Ugh. Thanks for letting me know. I'll look into it.
> On 7/15/19 10:18 AM, Paul Donohue wrote:
> > Reverting commit 93531c6743157d7e8c5792f8ed1a57641149d62c (identified by bisection) fixes this issue.
> That commit can not be reverted. It is a foundational piece for a lot of
> other changes. Did you mean the commit before it works and this commit
> fails?
Sorry, yes, I meant the commit before it works, and this one fails. I did not try reverting this commit on a more recent kernel.
> > It is not obvious to me how commit 93531c6743157d7e8c5792f8ed1a57641149d62c causes this issue, or how it should be fixed. Could someone take a look and point me in the right direction for further troubleshooting?

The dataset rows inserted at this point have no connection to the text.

Issue #79, opened 2019-09-09
Common summary class


pontushojer:
Issue from discussion in #76 

>I am also thinking if we should maybe have a standard `summary` class for these scripts that we import into all of them. This could maybe use something other than the predefined variables used currently. I like using the `collections.Counter`for most of these things, it uses a dictionary to store these instead of having to define separate variables.

PR #156, opened 2019-11-22
Add common summary tool

pontushojer:
Related to #79.

I removed the different `Summary` classes used in the scripts `buildmolecules`, `filterclusters`and `clusterrmdup` and instead used `collecitons.Counter` to store these stats in a dictionary. This makes it easy to add new statistics to the summary as you define them on the spot rather then in the `init` function of the `Summary` class. 

**Examples**
To add a new counter just do something like:

```
for thing in things:
   if thing.is_nice():
      summary["My counts"] += 1
```
You can also add values that you want in the summary directly e.g

```
my_list = [0, 2, 51, 64, 621, 2, 51]
summary["My sum"] = sum(my_list)
```

I added a common `print_stats` function in `utils` that can produce nicely formatted statistics from a dictionary-like object such as the `Counter`. It will produce output like this:

```
===========================================
STATS SUMMARY - blr.cli.my_tool
-------------------------------------------
My counts                            2,316
My sum                                 725
===========================================
```

### DIFF
--- a/src/blr/cli/buildmolecules.py
+++ b/src/blr/cli/buildmolecules.py
@@ -7,23 +7,21 @@ a maximum distance of --window between any given reads.
 
 import pysam
 import logging
-
+from collections import Counter
 from tqdm import tqdm
 
 from blr import utils
 
 logger = logging.getLogger(__name__)
+summary = Counter()
 
 
 def main(args):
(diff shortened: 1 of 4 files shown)


FrickTobias:
I think this looks nice, merging.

> Let's get a complete example that demonstrates the problem, and I can go
> from there. Can you take the attached script and update it so that it
> reflects the problem you are reporting? That script works on latest
> kernel as well as 4.14.133. It uses network namespaces for 2 hosts with
> a router between them.
>
> Also, check the return of the fib lookups using:
> perf record -e fib6:* -a
> <run test, ctrl-c on the record>
> perf script
>
> Checkout the fib lookup parameters and result. Do they look correct to
> you for your setup?
Unfortunately, I have a fairly complicated setup, so it took me a while to figure out which pieces were relevant ... But I think I've finally got it. The missing piece was IPsec.

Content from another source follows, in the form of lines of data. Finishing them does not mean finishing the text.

PR #247, opened 2016-12-01
Looks like we don't actually need the Unpackspec component of QueryRunnerColumnDefault

tomjaguarpaw:
Perhaps we should remove this?


tomjaguarpaw:
This was done by f1c2431f637cd37af9e13cc27bb5d3a4935a200d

After establishing an IPsec tunnel to carry the L2TP traffic, the first L2TP packet through the IPsec tunnel permanently breaks the associated L2TP tunnel. Tearing down the IPsec tunnel does not restore functionality of the L2TP tunnel - I have to tear down and re-create the L2TP tunnel before it will work again. In my real-world use case, I have two L2TP tunnels running over the same IPsec tunnel, and the first L2TP tunnel to send a packet after IPsec is established gets permanently broken, while the other L2TP tunnel works fine.
I've attached a modified version of the script which demonstrates this issue.
Thank you!
-Paul
[-- Attachment #2: l2tp.sh --]
[-- Type: application/x-sh, Size: 4977 bytes --]
^ permalink raw reply
page: next (older) | prev (newer) | latest
- recent:[subjects (threaded)|topics (new)|topics (active)]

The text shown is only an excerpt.